▶ _Listed records_:
====

PR #1169, opened 2016-04-12
fix change style dialog method only return null bug

beihaifeiwu:


tbarsballe:
This fix does not follow the Contributer guidelines: https://github.com/geotools/geotools/blob/master/CONTRIBUTING.md
Notably, it is missing a test case, a JIRA bug report, and the copyright headers require updating.

bencaradocdavies:
@beihaifeiwu thanks for the fix. We discussed in our committee meeting. As this module lacks tests (and is unsupported), your fix is not making things worse.

PR #1170, opened 2016-04-14
Include YSLD in the default build

jericks:
I would like to include YSLD in the default build so it gets published to the Maven repository so projects using GeoTools (like GeoScript) can use YSLD.

https://osgeo-org.atlassian.net/browse/GEOT-5402

Thanks!
Jared


jdeolive:
Thanks Jared!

====

▶ _Exercise objective_: Print the entire set of records again, exactly.

▶ _Result_:
PR #1169, opened 2016-04-12
fix change style dialog method only return null bug

beihaifeiwu:


tbarsballe:
This fix does not follow the Contributer guidelines: https://github.com/geotools/geotools/blob/master/CONTRIBUTING.md
Notably, it is missing a test case, a JIRA bug report, and the copyright headers require updating.

bencaradocdavies:
@beihaifeiwu thanks for the fix. We discussed in our committee meeting. As this module lacks tests (and is unsupported), your fix is not making things worse.

PR #1170, opened 2016-04-14
Include YSLD in the default build

jericks:
I would like to include YSLD in the default build so it gets published to the Maven repository so projects using GeoTools (like GeoScript) can use YSLD.

https://osgeo-org.atlassian.net/browse/GEOT-5402

Thanks!
Jared


jdeolive:
Thanks Jared!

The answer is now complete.